## Input

──────────

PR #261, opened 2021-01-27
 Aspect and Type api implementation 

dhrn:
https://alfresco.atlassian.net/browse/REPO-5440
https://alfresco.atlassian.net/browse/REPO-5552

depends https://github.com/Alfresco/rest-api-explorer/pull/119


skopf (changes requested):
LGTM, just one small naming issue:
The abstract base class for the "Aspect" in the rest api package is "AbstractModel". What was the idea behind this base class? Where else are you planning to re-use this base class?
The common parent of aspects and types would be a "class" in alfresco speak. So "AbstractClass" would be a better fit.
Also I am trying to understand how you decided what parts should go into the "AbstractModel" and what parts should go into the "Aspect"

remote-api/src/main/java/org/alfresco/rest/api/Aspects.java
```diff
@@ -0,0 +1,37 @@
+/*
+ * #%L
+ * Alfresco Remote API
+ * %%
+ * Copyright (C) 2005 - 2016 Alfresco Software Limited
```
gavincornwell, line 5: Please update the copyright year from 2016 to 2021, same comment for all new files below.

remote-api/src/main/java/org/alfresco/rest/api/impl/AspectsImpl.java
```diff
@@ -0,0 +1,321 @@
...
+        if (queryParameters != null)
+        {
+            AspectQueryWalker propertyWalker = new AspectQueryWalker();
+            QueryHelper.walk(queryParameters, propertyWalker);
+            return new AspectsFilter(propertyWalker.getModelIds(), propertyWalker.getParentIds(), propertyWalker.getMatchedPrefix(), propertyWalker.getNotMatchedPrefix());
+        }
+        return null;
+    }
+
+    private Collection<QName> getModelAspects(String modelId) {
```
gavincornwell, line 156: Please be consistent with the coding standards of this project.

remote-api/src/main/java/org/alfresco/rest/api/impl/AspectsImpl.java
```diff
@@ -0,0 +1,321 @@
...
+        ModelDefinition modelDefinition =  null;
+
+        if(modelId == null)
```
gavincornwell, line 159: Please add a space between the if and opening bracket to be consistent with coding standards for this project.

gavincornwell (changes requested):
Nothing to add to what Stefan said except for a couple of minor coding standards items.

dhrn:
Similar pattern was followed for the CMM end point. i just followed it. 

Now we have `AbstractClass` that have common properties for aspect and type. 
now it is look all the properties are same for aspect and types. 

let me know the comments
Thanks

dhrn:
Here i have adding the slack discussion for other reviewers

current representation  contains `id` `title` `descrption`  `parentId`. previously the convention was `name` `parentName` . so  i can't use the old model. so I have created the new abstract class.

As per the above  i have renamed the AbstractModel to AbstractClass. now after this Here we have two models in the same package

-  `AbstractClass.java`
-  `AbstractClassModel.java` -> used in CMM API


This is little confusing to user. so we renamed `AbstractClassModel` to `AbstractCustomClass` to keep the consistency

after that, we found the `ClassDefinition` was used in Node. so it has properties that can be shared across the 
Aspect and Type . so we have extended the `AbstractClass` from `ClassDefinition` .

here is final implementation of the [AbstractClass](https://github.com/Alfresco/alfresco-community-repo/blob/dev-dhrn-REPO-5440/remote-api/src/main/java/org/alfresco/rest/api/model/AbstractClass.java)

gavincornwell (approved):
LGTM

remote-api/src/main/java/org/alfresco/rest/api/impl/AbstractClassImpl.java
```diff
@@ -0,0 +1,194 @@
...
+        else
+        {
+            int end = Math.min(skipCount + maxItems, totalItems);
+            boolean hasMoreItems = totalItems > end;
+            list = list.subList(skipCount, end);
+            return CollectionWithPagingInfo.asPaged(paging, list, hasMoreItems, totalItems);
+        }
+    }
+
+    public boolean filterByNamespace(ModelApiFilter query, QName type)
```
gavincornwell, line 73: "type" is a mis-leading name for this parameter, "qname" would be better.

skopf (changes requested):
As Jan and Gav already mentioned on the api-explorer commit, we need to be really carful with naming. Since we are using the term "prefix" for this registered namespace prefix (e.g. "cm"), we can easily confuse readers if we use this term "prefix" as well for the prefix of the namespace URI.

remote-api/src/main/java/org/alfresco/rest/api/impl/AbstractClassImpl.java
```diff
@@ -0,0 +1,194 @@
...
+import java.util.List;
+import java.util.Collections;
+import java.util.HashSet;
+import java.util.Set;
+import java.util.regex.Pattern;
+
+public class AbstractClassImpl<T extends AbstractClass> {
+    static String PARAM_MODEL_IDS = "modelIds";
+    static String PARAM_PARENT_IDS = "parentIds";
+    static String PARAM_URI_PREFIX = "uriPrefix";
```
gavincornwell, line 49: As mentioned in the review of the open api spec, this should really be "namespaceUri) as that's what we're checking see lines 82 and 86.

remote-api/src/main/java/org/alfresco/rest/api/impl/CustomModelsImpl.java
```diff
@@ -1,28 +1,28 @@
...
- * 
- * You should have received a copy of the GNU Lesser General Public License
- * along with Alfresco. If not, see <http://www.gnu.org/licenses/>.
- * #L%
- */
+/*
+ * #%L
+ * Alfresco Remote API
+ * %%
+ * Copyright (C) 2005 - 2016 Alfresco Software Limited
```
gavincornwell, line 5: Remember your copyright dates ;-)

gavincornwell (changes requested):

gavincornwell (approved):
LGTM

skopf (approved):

──────────

## What this task involves
In the records above, some lines may contain the word "just"; copy every one of them.

## Reply
LGTM, just one small naming issue:
Similar pattern was followed for the CMM end point. i just followed it. 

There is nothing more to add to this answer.